This is the world we know best, the world of madness
Kruimel

Golden Member

Ja maar dan zou een 2pF variatie op de 98pF niet heel veel effect hebben was mijn redenering. Alleen als je een praktisch verliesvrije kring hebt zal de gevoeligheid voor frequentievariaties zo hoog zijn dacht ik (maar ik ben niet echt in de RF kant van zaken aan de slag). Enfin, dit zal ook niet een huis-tuin-en-keuken LC-tank zijn op een 12-laags...

Op 8 februari 2019 17:36:15 schreef Kruimel:
... buitenlagen .... Daar zou je ook underetch verwachten, maar misschien zijn er andere productietechnieken gebruikt, lastig te zeggen, ik zou niet weten welke in elk geval.

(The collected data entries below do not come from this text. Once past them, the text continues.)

PR #8007, opened 2024-09-02
feat(angular-query): injectQueries

Arthie:
Noticed injectQueries had yet to be fully implemented, this is my attempt to get it working.
Did some limited testing, and added simple test cases that are all passing.

Looking for feedback.


arnoud-dv:
That's great, finishing `injectQueries` is one of the major pieces of work remaining. I'll review it but may be a few days.

Timebutt:
I just pulled this branch into my project since I needed the `injectQueries` functionality, and found it non-functional in the current implementation in `main`. Is this something we can get reviewed so that it could make its way into the main branch? Thanks!

arnoud-dv:
Thanks for your PR @Arthie.

API wise this PR differs from the other adapters as these have a `queries` property in their `useQueries` equivalent options. I'd like to stick to the other adapters as close as possible so users can transfer their knowledge between framework implementations and it makes maintenance easier.

The other functions in the Angular adapter reactive to options such as `injectQuery` have a single callback function returning the options.

In the result returned from these functions each property is a distinct signal, which helps with fine grained reactivity.

In [this PR](https://github.com/TanStack/query/pull/8690) I think we're almost there in implementing an API consistent with these principles. Feel free to contribute either in code or testing, we maintain a list of what needs to be done in the PR.

PR #8029, opened 2024-09-06
fix(react-query): QueryErrorResetBoundaryValue as class

manudeli:


TkDodo:
not sure what the advantage of this PR would be, but the disadvantage is that you can't destruct classes, yet this is what the docs suggest and probably everyone is doing:

```
const { reset } = useQueryErrorResetBoundary()
```

⬆️ this will fail to work because of `this` bindings.

PR #8030, opened 2024-09-08
feat: throw when `replaceDeepEqual` contains circular references

jxom:
This PR is a follow up on #7966 to:
- not surface console errors for values that are referentially stable (e.g. `BigInt`)
- detect circular references in `replaceDeepEqual`
- catch errors from `replaceDeepEqual` in `replaceData`, and surface them in the console + propagated to the query.

This is not a breaking change as `replaceDeepEqual` would already throw a "stack too deep" error for circular references anyway – this change eagerly catches it.

### DIFF
--- a/packages/query-core/src/utils.ts
+++ b/packages/query-core/src/utils.ts
@@ -242,42 +242,54 @@ export function partialMatchKey(a: any, b: any): boolean {
  */
 export function replaceEqualDeep<T>(a: unknown, b: T): T
 export function replaceEqualDeep(a: any, b: any): any {
-  if (a === b) {
-    return a
-  }
+  const seen = new WeakSet()
 
-  const array = isPlainArray(a) && isPlainArray(b)
+  function _replaceEqualDeep(a: any, b: any) {
+    if (a === b) {
+      return a
+    }
+  
+    const array = isPlainArray(a) && isPlainArray(b)
+  
+    if (array || (isPlainObject(a) && isPlainObject(b))) {
+      if (seen.has(a)) {
+        throw new Error('circular reference detected.')
+      }
+      seen.add(a)
 
-  if (array || (isPlainObject(a) && isPlainObject(b))) {
-    const aItems = array ? a : Object.keys(a)
-    const aSize = aItems.length
-    const bItems = array ? b : Object.keys(b)
-    const bSize = bItems.length
-    const copy: any = array ? [] : {}
+      const aItems = array ? a : Object.keys(a)
+      const aSize = aItems.length
+      const bItems = array ? b : Object.keys(b)
+      const bSize = bItems.length
+      const copy: any = array ? [] : {}
+  
+      let equalItems = 0
+  
+      for (let i = 0; i < bSize; i++) {
+        const key = array ? i : bItems[i]
 
-    let equalItems = 0
-
-    for (let i = 0; i < bSize; i++) {
-      const key = array ? i : bItems[i]
-      if (
-        ((!array && aItems.includes(key)) || array) &&
-        a[key] === undefined &&
-        b[key] === undefined
-      ) {
-        copy[key] = undefined
-        equalItems++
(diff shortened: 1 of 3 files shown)


packages/query-core/src/utils.ts
```diff
@@ -242,42 +242,54 @@ export function partialMatchKey(a: any, b: any): boolean {
...
+      return a
+    }
+
+    const array = isPlainArray(a) && isPlainArray(b)
+
+    if (array || (isPlainObject(a) && isPlainObject(b))) {
+      if (seen.has(a)) {
+        throw new Error('circular reference detected.')
+      }
+      seen.add(a)
```
jxom, line 258: these lines were added

packages/query-core/src/utils.ts
```diff
@@ -242,42 +242,54 @@ export function partialMatchKey(a: any, b: any): boolean {
  */
 export function replaceEqualDeep<T>(a: unknown, b: T): T
 export function replaceEqualDeep(a: any, b: any): any {
-  if (a === b) {
-    return a
-  }
+  const seen = new WeakSet()
```
jxom, line 245: this line was added

TkDodo (changes requested):
I think we had a bit of a miscommunication. Ideally, we don't want any runtime changes for production builds - that's why the initial code was behind an env check.

So my idea was something like this:

```
  try {
    return replaceEqualDeep(prevData, data)
  }
  catch(error) {
    console.error(...)
  }
}
return replaceEqualDeep(prevData, data)
```

This will remove the dev mode overhead of json stringify. If everything goes right, `replaceEqualDeep` will only be called once. If there is a circularity, the first call will log the error and the second call will then throw, so it will be caught in `setData` and the query will go to error state.

I think this would be the best of both worlds.

packages/query-core/src/utils.ts
```diff
@@ -354,19 +366,17 @@ export function replaceData<
...
-      } catch (error) {
-        console.error(
-          `StructuralSharing requires data to be JSON serializable. To fix this, turn off structuralSharing or return JSON-serializable data from your queryFn. [${options.queryHash}]: ${error}`,
-        )
-      }
+    try {
+      // Structurally share data between prev and new data if needed
+      return replaceEqualDeep(prevData, data)
+    } catch (error) {
+      console.error(
```
jxom, line 373: Realised this should be under a dev env guard. Will fix when I’m back at computer.

jxom:
> I think we had a bit of a miscommunication. Ideally, we don't want any runtime changes for production builds - that's why the initial code was behind an env check.
> 
> So my idea was something like this:
> 
> ```
> if (process.env.NODE_ENV !== 'production') {
>   try {
>     return replaceEqualDeep(prevData, data)
>   }
>   catch(error) {
>     console.error(...)
>   }
> }
> return replaceEqualDeep(prevData, data)
> ```
> 
> This will remove the dev mode overhead of json stringify. If everything goes right, `replaceEqualDeep` will only be called once. If there is a circularity, the first call will log the error and the second call will then throw, so it will be caught in `setData` and the query will go to error state.
> 
> I think this would be the best of both worlds.

Got it. Can do that!

jxom:
@TkDodo - lmk what you think

packages/query-core/src/utils.ts
```diff
@@ -356,15 +356,13 @@ export function replaceData<
   } else if (options.structuralSharing !== false) {
     if (process.env.NODE_ENV !== 'production') {
       try {
-        JSON.stringify(prevData)
-        JSON.stringify(data)
+        replaceEqualDeep(prevData, data)
```
akshatmittal, line 359: I believe you can return here to avoid the double `replaceEqualDeep` calls.

jxom: good catch!

TkDodo (approved):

Volgens mij is de techniek dat ze met een 1 micron koperlaagje beginnen. Dan wordt er 36.5 micron aan koper toegevoegd, daar waar de sporen moeten. Vervolgens wordt er snel 1.5 micron aan koper weggeetst, over het hele oppervlak. Je houdt dan 35 micron over waar je koper wilde en niets waar het niet moest. Hier wordt dus maar 1.5 micron "geetst", dus de onderetsing zal orde-van-grootte 1.5 micron zijn. Veel minder dus.

four NANDS do make a NOR . Kijk ook eens in onze shop: http://www.bitwizard.nl/shop/
fatbeard

Honourable Member

Ik heb op zowel de binnen- als buitenlagen 35µ koper gespecificeerd. De breedtes heb ik zowel in de door mij gegenereerde Gerbers als in de door de fabrikant opgestuurde Gerbers nagemeten.
Als die +20 micron een productie-requirement is had een heads-up van de fabrikant wel zo fijn geweest...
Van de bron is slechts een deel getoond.